Evidence Required: - [ ] Snapshot gate is bound to the SM intake flow: Sanctioned status cannot be issued without a snapshot attached - [ ] Snapshot template includes: archetype(s), artifact-specific deltas (tool list, retrieval sources, data classes, output-integrity-critical paths), top-5 threats, HAI TTP tags, ATLAS tactic IDs, OWASP references, compliance linkage, controls evident, gaps - [ ] Artifact-specific deltas are populated for each snapshot, reviewers are adapting archetype content to the specific artifact, not copying the archetype verbatim - [ ] Snapshot expiry rules documented and enforced: re-snapshot triggers include model-family swap, new tool addition, new retrieval source, scope change, material code change - [ ] 100% of newly Sanctioned AI/HAI software artifacts in the last 90 days have a snapshot attached (sample audit evidence on file) - [ ] ≥90% of all active artifacts in the SM inventory carry a current-year snapshot

Outcome Metrics: | Metric | Baseline | Current | Target | Met? | Notes | |--------|----------|---------|--------|------|-------| | % of AI/HAI software artifacts in SM inventory with a current-year threat snapshot | measure | % | 100% for Sanctioned; ≥90% for all | ☐ | | | Median snapshot turnaround from SM intake to threat snapshot delivery | measure | ___ | ≤1 business day | ☐ | | | % of snapshot top-5 threats tagged to a HAI TTP and an ATLAS tactic ID | measure | % | 100% | ☐ | | | Snapshot-to-SR linkage rate (snapshots whose top-5 threats are referenced by ≥1 SR requirement) | measure | ___% | ≥80% | ☐ | |

Metric Collection Guidance: - Snapshot coverage: As in Q1, count current-year snapshots divided by active artifacts in SM inventory - Turnaround: Median time from SM intake open to snapshot delivered timestamp; measure weekly - Tagging rate: Per-snapshot check: each of the top-5 threats must have both TTP and ATLAS tactic ID fields populated - SR linkage: After SR-Software L1 is operational, cross-reference snapshot threat IDs against SR requirements. Track as % of snapshots with ≥1 SR cross-reference

Answer: - ☐ Fully Mature (Evidence complete + ≥3 metrics meet targets) - ☐ Implemented (Evidence complete + 2 metrics meet targets) - ☐ Partial (Evidence partially complete + <2 metrics meet targets) - ☐ Not Implemented (No snapshot gate in SM intake)
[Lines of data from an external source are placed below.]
PR #680, opened 2020-04-06
Install MongoDB on Windows images

dsame:
# Description
New tool
Install MongoDB

**total size:** 930MB
**installation time:** less than a minute

#### Related issue:
https://github.com/actions/virtual-environments/issues/20

## Check list

### DIFF
--- a/images/win/scripts/Installers/Install-MongoDB.ps1
+++ b/images/win/scripts/Installers/Install-MongoDB.ps1
@@ -6,4 +6,3 @@
 choco install mongodb
 
 Add-MachinePathItem "$($env:SystemDrive)\Program Files\MongoDB\Server\4.2\bin"
-$env:Path = Get-MachinePath
--- a/images/win/scripts/Installers/Install-MongoDB.ps1
+++ b/images/win/scripts/Installers/Install-MongoDB.ps1
@@ -1,0 +1,9 @@
+####################################################################################
+##  File:  Install-MongoDB.ps1
+##  Desc:  Install MongoDB
+####################################################################################
+
+choco install mongodb
+
+Add-MachinePathItem "$($env:SystemDrive)\Program Files\MongoDB\Server\4.2\bin"
+$env:Path = Get-MachinePath
--- a/images/win/Windows2016-Azure.json
+++ b/images/win/Windows2016-Azure.json
@@ -656,6 +656,12 @@
             ]
         },
         {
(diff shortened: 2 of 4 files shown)


images/win/scripts/Installers/Install-MongoDB.ps1
```diff
@@ -0,0 +1,8 @@
+####################################################################################
+##  File:  Install-MongoDB.ps1
+##  Desc:  Install MongoDB
+####################################################################################
+
+Import-Module -Name ImageHelpers -Force
+[Net.ServicePointManager]::SecurityProtocol = [Net.SecurityProtocolType]::Tls12
+Install-MSI -MsiUrl "https://fastdl.mongodb.org/win32/mongodb-win32-x86_64-2012plus-4.2.5-signed.msi" -MsiName "MongoDB.msi"
```
al-cheb, line 8: Why don't we use choco?

dsame: done https://github.com/actions/virtual-environments/pull/680/commits/e9543008c288328e85588cfd899bb435434f8a09

images/win/scripts/Installers/Install-MongoDB.ps1
```diff
@@ -0,0 +1,9 @@
+####################################################################################
+##  File:  Install-MongoDB.ps1
+##  Desc:  Install MongoDB
+####################################################################################
+
+choco install mongodb
+
+Add-MachinePathItem "$($env:SystemDrive)\Program Files\MongoDB\Server\4.2\bin"
```
al-cheb, line 8: Are you sure what 4.2 will not be changed?

dsame: There's no way to be sure mongodb/choco team won't change the path. The validation script is a waring tool the path has to be changed

images/win/scripts/Installers/Install-MongoDB.ps1
```diff
@@ -0,0 +1,9 @@
...
+$env:Path = Get-MachinePath
```
maxim-lobanov, line 9: We, actually, don't need this line because this line modifies Path only for current file and it doesn't make sense to do that in the last line

dsame: fixed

Evidence Location: _____ Validation Date: ____ Notes: ______


Question 3: Author the shadow-AI-in-engineering threat view

Q3.1: Is there a published shadow-AI-in-engineering threat view, reviewed by the program sponsor within the last 12 months, that documents entry vectors for unsanctioned AI/HAI software artifacts (unannounced LLM API calls, researcher-run fine-tunes, agents wired behind feature flags), elevated threats for shadow artifacts (no TA snapshot, no SR requirements pack, unmet EU AI Act Art. 26 deployer duties), specific failure modes, and the detections available at L1 (source-code signals, CI/CD telemetry, runtime egress, cloud-spend signals) to surface them?
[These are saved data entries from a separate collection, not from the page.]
PR #695, opened 2020-04-08
Update CMake to 3.17.0 on all environments

rick-de-water:
# Description
The newest version of CMake adds some nice new features, but is missing on the linux environments. I've simply updated the version number in the install script.

## Check list
- [x] Documentation is updated

### DIFF
--- a/images/linux/scripts/installers/cmake.sh
+++ b/images/linux/scripts/installers/cmake.sh
@@ -12,7 +12,7 @@ echo "Checking to see if the installer script has already been run"
 if command -v cmake; then
     echo "Example variable already set to $EXAMPLE_VAR"
 else
-	curl -sL https://cmake.org/files/v3.16/cmake-3.16.2-Linux-x86_64.sh -o cmakeinstall.sh \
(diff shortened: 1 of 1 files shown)


maxim-lobanov:
@rick-de-water , your first commit was the best one :)
We should not update documentation manually. We need to change only `images/linux/scripts/installers/cmake.sh`

rick-de-water:
> @rick-de-water , your first commit was the best one :)
> We should not update documentation manually. We need to change only `images/linux/scripts/installers/cmake.sh`

Ah I see, I was wondering how you would keep that file up to date properly ^^

rick-de-water:
I did a rollback, so it should just be the first commit now.

maxim-lobanov:
> > @rick-de-water , your first commit was the best one :)
> > We should not update documentation manually. We need to change only `images/linux/scripts/installers/cmake.sh`
> 
> Ah I see, I was wondering how you would keep that file up to date properly ^^

It is updated automatically when the new image is deployed to all VMs.

PR #700, opened 2020-04-09
use the right software name

mprins:
# Description
seems to be a copy-paste error resulting in strange documentation

## Check list


maxim-lobanov:
@mprins , that is definitely typo from copy-paste :)
Thank you for finding and fixing.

Evidence Required: - [ ] "Shadow AI in Engineering, Threat View" document exists, is dated, and names the reviewer (program sponsor or delegate) - [ ] Document covers all four entry-vector categories: unannounced LLM API calls in feature branches; direct SDK imports without security review; researcher-run fine-tuning from notebooks; agents wired to production APIs behind feature flags - [ ] Elevated threats for shadow artifacts documented: no TA snapshot, no SR requirements, no design review, EU AI Act Art. 26 unmet, GDPR Art. 28 unmet for cross-boundary data flows - [ ] Specific failure modes named: training on regulated production data outside lawful basis; agent with production tool access without kill-switch; RAG over confidential corpus without retrieval-source provenance - [ ] L1 detections documented: source-code signals (LLM SDK imports in branches), CI/CD telemetry, runtime egress to AI provider domains, cloud-spend signals (untagged AI API usage) - [ ] Document feeds the ML-Software detection backlog and the IM-Software triage playbook (links on file) - [ ] Shadow-AI-in-engineering threat view published and reviewed in last 12 months

Outcome Metrics: | Metric | Baseline | Current | Target | Met? | Notes | |--------|----------|---------|--------|------|-------| | Shadow-AI-in-engineering threat view published and reviewed in last 12 months | n/a | Yes/No | Yes | ☐ | | | % of snapshot top-5 threats tagged to a HAI TTP and an ATLAS tactic ID | measure | % | 100% | ☐ | | | Archetype coverage (software archetypes with a published threat model) | 0 / 7 | ___ / 7 | 7 / 7 | ☐ | | | Downstream reuse rate (SR, SA, ST artifacts citing snapshot threats vs. re-deriving) | measure | % | ≥80% | ☐ | |

Metric Collection Guidance: - Shadow threat view currency: Confirm document exists with review date within last 12 months and program-sponsor signature/approval record - Tagging rate: Same metric as Q1/Q2, share a single measurement source - Archetype coverage: Same 7/7 metric as Q1 - Downstream reuse: Sample 10 recent SR, SA, or ST artifacts and check whether threats listed trace back to snapshot top-5 entries vs. newly derived without snapshot citation

Answer: - ☐ Fully Mature (Evidence complete + ≥3 metrics meet targets) - ☐ Implemented (Evidence complete + 2 metrics meet targets) - ☐ Partial (Evidence partially complete + <2 metrics meet targets) - ☐ Not Implemented (No shadow-AI-in-engineering threat view exists)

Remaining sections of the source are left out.